PR #13842, opened 2022-12-04
[bosesoundtouch] Improve SAT erros and remove dependency

lsiepel:

I tried to fix most SAT errors, mainly null annotations, some are left. I find it hard to get those fixed. As i don't have the devices myself, i'm unable to do testing and don't want it to break just for the sake of SAT. Also removed the dependency on the `org.apache.commons` 
Relative to https://github.com/openhab/openhab-addons/issues/7722 

A jar for testing is here: https://1drv.ms/u/s!AnMcxmvEeupwjpdVz3L1-7qFEd_Prw?e=l3k56x Should only be merged if some testing is done.
I left the obsolete packages `org.xml.sax.helpers.XMLReaderFactory` untouched as that would need more rewriting and without a device it would take too much time.

### DIFF
--- a/bundles/org.openhab.binding.bosesoundtouch/src/main/java/org/openhab/binding/bosesoundtouch/internal/CommandExecutor.java
+++ b/bundles/org.openhab.binding.bosesoundtouch/src/main/java/org/openhab/binding/bosesoundtouch/internal/CommandExecutor.java
@@ -18,6 +18,9 @@ import java.util.Collection;
 import java.util.HashMap;
 import java.util.Map;
 
+import org.eclipse.jdt.annotation.NonNullByDefault;
+import org.eclipse.jdt.annotation.Nullable;
+import org.eclipse.jetty.websocket.api.Session;
 import org.openhab.binding.bosesoundtouch.internal.handler.BoseSoundTouchHandler;
 import org.openhab.core.library.types.DecimalType;
 import org.openhab.core.library.types.NextPreviousType;
@@ -36,14 +39,15 @@ import org.slf4j.LoggerFactory;
  * @author Thomas Traunbauer - Initial contribution
  * @author Kai Kreuzer - code clean up
  */
+@NonNullByDefault
 public class CommandExecutor implements AvailableSources {
     private final Logger logger = LoggerFactory.getLogger(CommandExecutor.class);
 
     private final BoseSoundTouchHandler handler;
 
     private boolean currentMuted;
-    private ContentItem currentContentItem;
-    private OperationModeType currentOperationMode;
+    private @Nullable ContentItem currentContentItem;
+    private @Nullable OperationModeType currentOperationMode;
 
     private Map<String, Boolean> mapOfAvailableFunctions;
 
@@ -53,6 +57,7 @@ public class CommandExecutor implements AvailableSources {
      * @param handler the handler that created this CommandExecutor
      */
     public CommandExecutor(BoseSoundTouchHandler handler) {
+        mapOfAvailableFunctions = new HashMap<>();
         this.handler = handler;
         init();
     }
@@ -66,11 +71,7 @@ public class CommandExecutor implements AvailableSources {
     public void updatePresetContainerFromPlayer(Map<Integer, ContentItem> playerPresets) {
         playerPresets.forEach((k, v) -> {
             try {
-                if (v != null) {
-                    handler.getPresetContainer().put(k, v);
-                } else {
-                    handler.getPresetContainer().remove(k);
-                }
+                handler.getPresetContainer().put(k, v);
             } catch (ContentItemNotPresetableException e) {
                 logger.debug("{}: ContentItem is not presetable", handler.getDeviceName());
             }
@@ -104,7 +105,10 @@ public class CommandExecutor implements AvailableSources {
      */
     public void addCurrentContentItemToPresetContainer(DecimalType command) {
         if (command.intValue() > 6) {
-            addContentItemToPresetContainer(command.intValue(), currentContentItem);
+            ContentItem localContentItem = currentContentItem;
+            if (localContentItem != null) {
+                addContentItemToPresetContainer(command.intValue(), localContentItem);
+            }
         } else {
             logger.warn("{}: Only PresetID >6 is allowed", handler.getDeviceName());
         }
@@ -118,8 +122,11 @@ public class CommandExecutor implements AvailableSources {
     public void getInformations(APIRequest apiRequest) {
         String msg = "<msg><header " + "deviceID=\"" + handler.getMacAddress() + "\"" + " url=\"" + apiRequest
                 + "\" method=\"GET\"><request requestID=\"0\"><info type=\"new\"/></request></header></msg>";
-        handler.getSession().getRemote().sendStringByFuture(msg);
-        logger.debug("{}: sending request: {}", handler.getDeviceName(), msg);
+        Session localSession = handler.getSession();
+        if (localSession != null) {
+            localSession.getRemote().sendStringByFuture(msg);
+            logger.debug("{}: sending request: {}", handler.getDeviceName(), msg);
+        }
     }
 
     /**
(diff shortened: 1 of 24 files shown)


bundles/org.openhab.binding.bosesoundtouch/src/main/java/org/openhab/binding/bosesoundtouch/internal/CommandExecutor.java
```diff
@@ -53,6 +57,7 @@ public class CommandExecutor implements AvailableSources {
      * @param handler the handler that created this CommandExecutor
      */
     public CommandExecutor(BoseSoundTouchHandler handler) {
+        mapOfAvailableFunctions = new HashMap<>();
```
wborn, line 60: It's even better to assign the value where the field is declared and add the `final` modifier to the field.

bundles/org.openhab.binding.bosesoundtouch/src/main/java/org/openhab/binding/bosesoundtouch/internal/PresetContainer.java
```diff
@@ -41,6 +44,7 @@ public class PresetContainer {
      * Creates a new instance of this class
      */
     public PresetContainer(Storage<ContentItem> storage) {
+        mapOfPresets = new HashMap<>();
```
wborn, line 47: It's even better to assign the value where the field is declared and add the `final` modifier to the field. While you're at it you might also wanto to change the field type from the `HashMap` implementation to the `Map` interface.

bundles/org.openhab.binding.bosesoundtouch/src/main/java/org/openhab/binding/bosesoundtouch/internal/XMLResponseHandler.java
```diff
@@ -82,19 +84,28 @@ public XMLResponseHandler(BoseSoundTouchHandler handler,
         this.handler = handler;
         this.commandExecutor = handler.getCommandExecutor();
         this.stateSwitchingMap = stateSwitchingMap;
-        init();
+        states = new Stack<>();
```
wborn, line 87: Can this also be assigned where the field is declared?

bundles/org.openhab.binding.bosesoundtouch/src/main/java/org/openhab/binding/bosesoundtouch/internal/XMLResponseProcessor.java
```diff
@@ -29,10 +30,12 @@
  * @author Christian Niessner - Initial contribution
  * @author Thomas Traunbauer - Initial contribution
  */
+
+@NonNullByDefault
 public class XMLResponseProcessor {
     private BoseSoundTouchHandler handler;
 
-    private Map<XMLHandlerState, Map<String, XMLHandlerState>> stateSwitchingMap;
+    private Map<XMLHandlerState, Map<String, XMLHandlerState>> stateSwitchingMap = new HashMap<>();
```
wborn, line 38: Can it be `final` too?

bundles/org.openhab.binding.bosesoundtouch/src/main/java/org/openhab/binding/bosesoundtouch/internal/handler/BoseSoundTouchHandler.java
```diff
@@ -359,96 +365,113 @@ public PresetContainer getPresetContainer() {
...
     }
 
     @Override
-    public void onWebSocketError(Throwable e) {
-        logger.debug("{}: Error during websocket communication: {}", getDeviceName(), e.getMessage(), e);
-        updateStatus(ThingStatus.OFFLINE, ThingStatusDetail.COMMUNICATION_ERROR, e.getMessage());
-        if (commandExecutor != null) {
-            commandExecutor.postOperationMode(OperationModeType.OFFLINE);
+    public void onWebSocketError(@Nullable Throwable e) {
+        Throwable localThrowable = (e != null) ? e : new Throwable("Null Exception passed to onWebSocketError");
```
wborn, line 377: It's usually better to create exceptions of a specific type:

```suggestion
        Throwable localThrowable = (e != null) ? e : new IllegalStateException("Null Exception passed to onWebSocketError");
```

wborn (commented):
Thanks for the improvements! I have added a few comments below:

wborn:
> Applied review comments and also got rid of the obsolete dependency. Please have another look. I also updated the JAR for testing.

I looked everywhere but could not find any changes? :thinking:

lsiepel:
Sor

> > Applied review comments and also got rid of the obsolete dependency. Please have another look. I also updated the JAR for testing.
> 
> I looked everywhere but could not find any changes? 🤔

Sorry, doing too much at the same time. I really need to stop multitask. I just forgot to push the local commits. All should be fine now.

bundles/org.openhab.binding.bosesoundtouch/src/main/java/org/openhab/binding/bosesoundtouch/internal/ContentItem.java
```diff
@@ -27,30 +28,23 @@
...
     public ContentItem() {
-        source = "";
-        sourceAccount = null;
-        location = null;
-        presetable = false;
-        itemName = null;
-        presetID = 0;
-        containerArt = null;
-        additionalAttributes = new HashMap<>();
     }
```
wborn, line 48: Since it no longer has an implementation, it is equal to the default constructor, so you can probably remove the whole constructor.

bundles/org.openhab.binding.bosesoundtouch/src/main/java/org/openhab/binding/bosesoundtouch/internal/XMLResponseHandler.java
```diff
@@ -131,21 +135,18 @@ public void startElement(String uri, String localName, String qName, Attributes
...
                 break;
             case MsgHeader:
                 if ("request".equals(localName)) {
                     state = XMLHandlerState.Unprocessed; // TODO implement request id / response tracking...
                 } else {
-                    if (logger.isDebugEnabled()) {
-                        logger.warn("{}: Unhandled XML entity during {}: '{}'", handler.getDeviceName(), curState,
-                                localName);
-                    }
+                    logger.warn("{}: Unhandled XML entity during {}: '{}'", handler.getDeviceName(), curState,
```
wborn, line 148: I don't know how often it happens, but it might spam the log now. It's logged on debug above as well.

```suggestion
                    logger.debug("{}: Unhandled XML entity during {}: '{}'", handler.getDeviceName(), curState,
```

bundles/org.openhab.binding.bosesoundtouch/src/main/java/org/openhab/binding/bosesoundtouch/internal/ContentItem.java
lsiepel: Done

bundles/org.openhab.binding.bosesoundtouch/src/main/java/org/openhab/binding/bosesoundtouch/internal/XMLResponseHandler.java
lsiepel: done

grassel82:
Hi everybody,

I would like to thank you for your great work. I started with installing a new openHAB server in version 3.4.0 and I have 2 Soundtouch devices - Soundtouch 10 and Soundtouch 130 which in reality is a Cinemate 130 with a SoundTouch Wireless link adapter. I had issues with state updates and I did a lot of debugging to understand what is happening. I even put my openhab log settings in Debug mode and I saw that the requests were often send twice or not correctly parsed. This has all been fixed since I downloaded your last JAR file from your onedrive account to use it to bind my soundtouch devices.

I still have 2 problems and I do not find any solution to this. As I'm quite new to openHAB, I'm not sure if it is a configuration issue on my side or still problems in the binding.
- PRESETS are not shown and I cannot select any other configured PRESETS on both devices.
- operationMode changes are not working. You cannot switch to TUNEIN from SPOTIFY or any other mode

I could take some traces to send it to you for debugging if this would help?

Kind regards,
Gilles

lsiepel:
I created an issue, let's continue from there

ACTIVITY:
Starting with the first line of the records above, give back each line exactly until the line with "import org.openhab.core.library.types.DecimalType;" has been given as well.

RESPONSE BELOW:
PR #13842, opened 2022-12-04
[bosesoundtouch] Improve SAT erros and remove dependency

lsiepel:

I tried to fix most SAT errors, mainly null annotations, some are left. I find it hard to get those fixed. As i don't have the devices myself, i'm unable to do testing and don't want it to break just for the sake of SAT. Also removed the dependency on the `org.apache.commons` 
Relative to https://github.com/openhab/openhab-addons/issues/7722 

A jar for testing is here: https://1drv.ms/u/s!AnMcxmvEeupwjpdVz3L1-7qFEd_Prw?e=l3k56x Should only be merged if some testing is done.
I left the obsolete packages `org.xml.sax.helpers.XMLReaderFactory` untouched as that would need more rewriting and without a device it would take too much time.

### DIFF
--- a/bundles/org.openhab.binding.bosesoundtouch/src/main/java/org/openhab/binding/bosesoundtouch/internal/CommandExecutor.java
+++ b/bundles/org.openhab.binding.bosesoundtouch/src/main/java/org/openhab/binding/bosesoundtouch/internal/CommandExecutor.java
@@ -18,6 +18,9 @@ import java.util.Collection;
 import java.util.HashMap;
 import java.util.Map;
 
+import org.eclipse.jdt.annotation.NonNullByDefault;
+import org.eclipse.jdt.annotation.Nullable;
+import org.eclipse.jetty.websocket.api.Session;
 import org.openhab.binding.bosesoundtouch.internal.handler.BoseSoundTouchHandler;
 import org.openhab.core.library.types.DecimalType;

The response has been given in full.